**What is being asked**
Which lines below include the string "links"? Please show each one.
━━━━━━━━
PR #817, opened 2022-10-26
Updating the documentation for POST of sendtx

martin-key:
The POST sendtx has a trailing '/' character at the end. Without it, blockbook returns aways "missing inputs". With that PR I'm adding the information.


martinboehm:
Thank you!

PR #824, opened 2022-11-04
Update api.md

rfreis:
Hi. Congratulations for the job!
I'm pushing a tiny PR to update the endpoint with Blockbook current status on `api.md`


martinboehm:
The PR is not correct, the endpoint has not changed (although the `v2` version works too).

PR #838, opened 2022-11-30
chore: update footer links

vdovhanych:
Just fixing the links so its goes directly to the new site without redirects.


martinboehm:
@vdovhanych 👍 for doing it to the v0.4.0 branch!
━━━━━━━━
**Result for this task**
chore: update footer links
Just fixing the links so its goes directly to the new site without redirects.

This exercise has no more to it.